The "cap" sets a maximum limit on the amount of greenhouse gas pollution industry can produce. Over time, the cap is lowered, reducing greenhouse gas pollution.

The "trade" creates a market for pollution credits where industries that do not use all their credits can sell or trade with those that are over.

Cap and trade can reward industries that innovate. The less they pollute, the less they pay.

With this move, more than 75 per cent of Canadians will live in a province with some form of carbon pricing.

The proceeds from the program will be reinvested in a transparent way back into projects that reduce greenhouse gas pollution and help businesses remain competitive. These actions will protect the air we breathe, the water we drink and the health of our children and grandchildren.

Financial Impacts of Climate Change

Climate change is already costing the people of Ontario -- it has devastated communities, damaged homes, businesses and crops and increased insurance costs. The 2013 ice storm alone resulted in $200 million in insurance payouts and severe floods in the GTA resulted in nearly $1 billion in damages. The National Round Table on the Environment and the Economy estimated that the economic costs of climate change in Canada would rise from around $5 billion annually in 2020 to between $21 billion and $43 billion annually by 2050.

Carbon Pricing in Other Jurisdictions

As of May 2014, 39 national and 23 sub-national jurisdictions were implementing or were scheduled to implement carbon pricing, and another 27 jurisdictions were considering carbon pricing. Carbon pricing is already in place in jurisdictions that are responsible for more than 22 percent of global emissions.

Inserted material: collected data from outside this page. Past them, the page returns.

PR #1089, opened 2023-04-22
If there is no URI with the given ID in cache then add one with the g…

### LINKED ISSUE #1088: Contour doesn't recognize an `OSC 8` link if it has an id in it.
### Contour Terminal version

0.3.12-master-bedec7ae

### Installer source

Github: source code cloned

### Operating System

Ubuntu 22.04

### Architecture

x86-64

### Other Software

_No response_

### Steps to reproduce

printf '\e]8;id=colorize_1;http://example.com\e\\This is a link\e]8;;\e\\\n'

### Expected Behavior

See a clickable link.

### Actual Behavior

Link is not clickable.

### Additional notes

_No response_

Utkarsh-khambra:
Fixes #1088


christianparpart (approved):
good catch. many thanks.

In British Columbia, five years after a carbon price was first implemented, fossil fuel use had decreased by 17 per cent and the province's economy had outperformed the economy of other provinces.

A report by the University of California Berkeley estimated that cap and trade will add 2.6 cents per litre to the price of gasoline. However, the California Air and Resources Board expects that the amount the average person spends on fuels will decrease from $1,400 to $1,000 by 2020 as a result of improved vehicle fuel efficiency and other measures to reduce fuel use.

In Québec, estimates by government and the oil industry range from 2-3.5 cents per litre on the cost of gasoline.

Ontario first joined the Western Climate Initiative in 2008. Ontario intends to link its market with North America's largest cap and trade system currently in place in California and Québec. In the coming months, Ontario will work closely with both jurisdictions to align its market.

Cap and trade is one of many actions Ontario needs to take to fight climate change. The province will release a strong, forward-looking climate change strategy and action plan to reach its 2020 pollution reduction goal, informed by a recent comprehensive province-wide consultation, including in-person discussions attended by more than 1,500 people, more than 300 ideas and 31,000 votes submitted through a new online consultation tool and over 420 comments on the Climate Change Discussion Paper.